PR #3894, opened 2024-12-16
Add network-topology-aware plugin and hyperNode score callback

ecosysbin:
What type of PR is this?
/kind feature
/area scheduling

What this PR does / why we need it:
Add network-topology-aware plugin and hyperNode score callback

Which issue(s) this PR fixes:
https://github.com/volcano-sh/volcano/issues/3885

PR #3964, opened 2025-01-11
Update: Populate hyperNode info

Monokaix:
#### What type of PR is this?
/kind feature
/area scheduling

Related issue: https://github.com/volcano-sh/volcano/issues/3881

Fixes #

This is based on https://github.com/volcano-sh/volcano/pull/3922 and do some clean up and add ut.

```release-note

```


Monokaix:
cc @william-wang @lowang-bh @hwdef @JesseStutler

pkg/controllers/job/job_controller_actions.go
```diff
@@ -723,6 +723,15 @@ func (cc *jobcontroller) createOrUpdatePodGroup(job *batch.Job) error {
 				PriorityClassName: job.Spec.PriorityClassName,
 			},
 		}
+		if job.Spec.NetworkTopology != nil {
+			nt := &scheduling.NetworkTopologySpec{
+				Mode: scheduling.NetworkTopologyMode(job.Spec.NetworkTopology.Mode),
```
hwdef, line 728: Do we need to check whether `Mode` is nil?

pkg/scheduler/actions/allocate/allocate.go
```diff
@@ -204,6 +204,10 @@ func (alloc *Action) allocateResources(queues *util.PriorityQueue, jobsMap map[a
 		var stmt *framework.Statement
 		var tasksQueue *util.PriorityQueue
 		if hardMode {
+			if !alloc.session.HyperNodesReadyToSchedule {
+				klog.ErrorS(nil, "HyperNodes not completely populated and not ready to schedule, please check logs for more details", "job", job.UID)
```
hwdef, line 208: if error is nil, Is it better to use `Errorf` or `Errorln`? Because ErrorS will print 
```
"HyperNodes not completely populated and not ready to schedule, please check logs for more details" err=<nil> job="example-job-uid"
```

`err=<nil>` is strange

pkg/scheduler/util/test_utils.go
```diff
@@ -33,7 +33,6 @@ import (
 	"k8s.io/klog/v2"
 
 	schedulingv1beta1 "volcano.sh/apis/pkg/apis/scheduling/v1beta1"
-
```
hwdef, line 36: A line was deleted by mistake

pkg/scheduler/cache/cache.go
```diff
@@ -1335,8 +1338,8 @@ func (sc *SchedulerCache) Snapshot() *schedulingapi.ClusterInfo {
 
 	snapshot := &schedulingapi.ClusterInfo{
 		Nodes:                make(map[string]*schedulingapi.NodeInfo),
-		HyperNodesListByTier: make(map[int][]string),
-		HyperNodes:           make(map[string]sets.Set[string]),
+		HyperNodesListByTier: make(map[int]sets.Set[string]),
```
hwdef, line 1341:
```suggestion
		HyperNodesSetByTier: make(map[int]sets.Set[string]),
```

pkg/scheduler/cache/cache.go
```diff
@@ -1436,7 +1430,7 @@ func (sc *SchedulerCache) Snapshot() *schedulingapi.ClusterInfo {
 	wg.Wait()
 
 	klog.V(3).InfoS("SnapShot for scheduling", "jobNum", len(snapshot.Jobs), "QueueNum",
-		len(snapshot.Queues), "NodeNum", len(snapshot.Nodes), "tiers", snapshot.HyperNodesListByTier, "hyperNodeNum", hyperNodeLength)
+		len(snapshot.Queues), "NodeNum", len(snapshot.Nodes), "tiers", snapshot.HyperNodesListByTier, "realNodesSet", snapshot.RealNodesSet)
```
hwdef, line 1433: Is this information too detailed for the V3 log level? V4 may be more suitable.

pkg/scheduler/framework/session.go
```diff
@@ -78,9 +79,10 @@ type Session struct {
 	// HyperNodesListByTier contains a list of hyperNodes by tier from down to top, nodes under the same hyperNode
 	// have the same topology domain, e.g., nodes under the same switch or tor, jobs allocated in the same
 	// hyperNode can gain a better performance, the lower the tier of hyperNode, the better performance.
-	HyperNodesListByTier map[int][]string
+	HyperNodesListByTier map[int]sets.Set[string]
```
hwdef, line 82:
```suggestion
	HyperNodesSetByTier map[int]sets.Set[string]
```

hwdef:
Some minor issues.

pkg/scheduler/api/hyper_node_info.go
```diff
@@ -0,0 +1,463 @@
...
+			}
+
+			memberHn, ok := hni.hyperNodes[memberName]
+			if !ok {
+				klog.InfoS("HyperNode not exists in cache, maybe not created or not be watched", "name", memberName, "parent", hn.Name)
+				continue
+			}
+
+			// Recursively build cache for the member HyperNode.
+			if err := hni.BuildHyperNodeCache(memberHn, processed, ancestors, nodes); err != nil {
```
JesseStutler, line 201: Only the realNodesSet on the ancestors chain will be reset. Can the HyperNode that is not on the ancestor chain don't need to recursively enter BuildHyperNodeCache? Just check whether the realNodesSet of this member is not empty.

pkg/scheduler/api/hyper_node_info.go
```diff
@@ -0,0 +1,463 @@
...
+	nodes, err := hni.nodeLister.List(labels.Everything())
+	if err != nil {
+		klog.ErrorS(err, "Failed to list nodes", "hyperNodeName", name)
+		return err
+	}
+
+	for ancestor := range ancestors {
+		if hn, ok := hni.hyperNodes[ancestor]; ok {
+			if err := hni.BuildHyperNodeCache(hn, processed, ancestorsChain, nodes); err != nil {
+				hni.setReady(false)
```
JesseStutler, line 383: Would it be better if we moved `hni.setReady(false)` to the beginning of updateAncestors? If a job is submitted when rebuilding the HyperNodes tree, it may be scheduled to the wrong node at this time.

pkg/scheduler/api/hyper_node_info.go
```diff
@@ -0,0 +1,463 @@
...
+// exactMatchMember retrieves the member name if the selector is an exact match.
+func (hni *HyperNodesInfo) exactMatchMember(selector topologyv1alpha1.MemberSelector) string {
+	if selector.ExactMatch != nil {
+		return selector.ExactMatch.Name
+	}
+	return ""
+}
+
+func (hni *HyperNodesInfo) updateAncestors(name string) error {
+	ancestors := hni.GetAncestors(name)
```
JesseStutler, line 365: I encountered a bug here:
When I deleted a tier 1 hypernode and then added back later, it didn't set its parent yet (actually it does have its ancestors), but `GetAncestors` only return itself here, which will only reset realNodesSet of itself, not updating its ancestors' realNodesSet

pkg/scheduler/actions/allocate/allocate.go
Monokaix: `klog.ErrorS` will not print err if err == nil: )

pkg/controllers/job/job_controller_actions.go
Monokaix: Mode is a string type and no panic problem, also the API schema has the constrain that it must be an enum value `soft` or `hard`.

pkg/scheduler/actions/allocate/allocate.go
hwdef: yes, you are right. My mistake.

pkg/scheduler/api/hyper_node_info.go
```diff
@@ -0,0 +1,463 @@
...
+				ancestors.Insert(parent)
+				queue = append(queue, parent)
+			}
+		}
+	}
+	return ancestors
+}
+
+// GetDescendants returns all descendants of a given HyperNode.
+func (hni *HyperNodesInfo) GetDescendants(hyperNodeName string) sets.Set[string] {
```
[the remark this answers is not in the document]
ecosysbin: FindLCAHyperNode will need it in anothor PR：https://github.com/volcano-sh/volcano/pull/3894

pkg/scheduler/api/cluster_info.go
```diff
@@ -24,15 +24,16 @@ import (
...
-	HyperNodes           map[string]sets.Set[string]
-	Queues               map[QueueID]*QueueInfo
-	NamespaceInfo        map[NamespaceName]*NamespaceInfo
-	RevocableNodes       map[string]*NodeInfo
-	NodeList             []string
-	CSINodesStatus       map[string]*CSINodeStatusInfo
+	Jobs                      map[JobID]*JobInfo
+	Nodes                     map[string]*NodeInfo
+	HyperNodesListByTier      map[int]sets.Set[string]
+	RealNodesSet              map[string]sets.Set[string]
```
JesseStutler, line 30: Do we need to unify the variable called `HyperNodes` in Session struct to RealNodesSet?

pkg/scheduler/api/hyper_node_info.go
```diff
@@ -0,0 +1,463 @@
...
+
+func (hni *HyperNodesInfo) UpdateHyperNode(hn *topologyv1alpha1.HyperNode) error {
+	hni.updateHyperNode(hn)
+	return hni.updateAncestors(hn.Name)
+}
+
+func (hni *HyperNodesInfo) BuildHyperNodeCache(hn *HyperNodeInfo, processed sets.Set[string], ancestors sets.Set[string], nodes []*corev1.Node) error {
+	// Check for cyclic dependency.
+	if ancestors.Has(hn.Name) {
+		hni.setReady(false)
```
JesseStutler, line 157: Already set `hni.setReady` in updateAncestors, remove this line?

pkg/scheduler/api/hyper_node_info.go
Monokaix: That's a good catch! Will fix later.

pkg/scheduler/api/hyper_node_info.go
Monokaix: The informer processed ans snapshot logic are synchronized and there is already a lock.

pkg/scheduler/api/hyper_node_info.go
JesseStutler: Otherwise there will be some repetitive builds, like: 
image

pkg/scheduler/framework/session.go
Monokaix: done

pkg/scheduler/api/hyper_node_info.go
Monokaix: done

pkg/scheduler/api/cluster_info.go
Monokaix: done

pkg/scheduler/api/hyper_node_info.go
Monokaix: done

pkg/scheduler/cache/cache.go
Monokaix: done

------------------------------------------------------------

◆ **Work item**:
Start at the first line of the data above. Stop after the line containing "hwdef, line 728: Do", reproducing each line exactly and adding nothing.

◆ **Exercise output**:
PR #3894, opened 2024-12-16
Add network-topology-aware plugin and hyperNode score callback

ecosysbin:
What type of PR is this?
/kind feature
/area scheduling

What this PR does / why we need it:
Add network-topology-aware plugin and hyperNode score callback

Which issue(s) this PR fixes:
https://github.com/volcano-sh/volcano/issues/3885

PR #3964, opened 2025-01-11
Update: Populate hyperNode info

Monokaix:
#### What type of PR is this?
/kind feature
/area scheduling

Related issue: https://github.com/volcano-sh/volcano/issues/3881

Fixes #

This is based on https://github.com/volcano-sh/volcano/pull/3922 and do some clean up and add ut.

```release-note

```


Monokaix:
cc @william-wang @lowang-bh @hwdef @JesseStutler

pkg/controllers/job/job_controller_actions.go
```diff
@@ -723,6 +723,15 @@ func (cc *jobcontroller) createOrUpdatePodGroup(job *batch.Job) error {
 				PriorityClassName: job.Spec.PriorityClassName,
 			},
 		}
+		if job.Spec.NetworkTopology != nil {
+			nt := &scheduling.NetworkTopologySpec{
+				Mode: scheduling.NetworkTopologyMode(job.Spec.NetworkTopology.Mode),
```
hwdef, line 728: Do we need to check whether `Mode` is nil?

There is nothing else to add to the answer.